● **What you need to do**
Below are the records; copy every line in them that holds the string "testPropertyValue".

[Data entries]
■ ■ ■ ■

Issue #212, opened 2025-06-08
Regression with font family serialization


domenic:
Most of the tests in https://github.com/web-platform-tests/wpt/blob/master/css/cssom/font-family-serialization-001.html are failing as of https://github.com/jsdom/cssstyle/commit/79c88c407ee5da7f4fd9849725c9e9cc04b1a2c8.

@asamuzaK

PR #220, opened 2025-06-21
Add `generic()` font-family keyword support

asamuzaK:
Follow up for #212

This PR is made on top of #218
So we can close #218 too

### DIFF
--- a/test/properties.test.js
+++ b/test/properties.test.js
@@ -1395,6 +1395,26 @@ describe("font", () => {
     testPropertyValue("font-family", "Hawaii 5-0, sans-serif", "");
   });
 
+  it("font-family should set / get family values", () => {
+    testPropertyValue("font-family", "generic(fangsong)", "generic(fangsong)");
+  });
+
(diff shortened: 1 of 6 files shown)


test/properties.test.js
```diff
@@ -1395,6 +1395,26 @@ describe("font", () => {
...
+  it("font-family should set / get family values", () => {
+    testPropertyValue("font-family", "generic(khmer-mul)", "generic(khmer-mul)");
+  });
+
+  it("font-family should set / get family values", () => {
+    testPropertyValue("font-family", "generic(nastaliq)", "generic(nastaliq)");
+  });
+
+  it("font-family should not set / get invalid family values", () => {
+    testPropertyValue("font-family", "generic(foo)", "");
```
domenic, line 1415: Is there spec support for this? Chrome and Firefox return back `generic(foo)` when I set it.

domenic: Sorry, I made a typo while testing.

domenic (approved):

■ ■ ■ ■

● **Solution to the problem**
     testPropertyValue("font-family", "Hawaii 5-0, sans-serif", "");
+    testPropertyValue("font-family", "generic(fangsong)", "generic(fangsong)");
+    testPropertyValue("font-family", "generic(khmer-mul)", "generic(khmer-mul)");
+    testPropertyValue("font-family", "generic(nastaliq)", "generic(nastaliq)");
+    testPropertyValue("font-family", "generic(foo)", "");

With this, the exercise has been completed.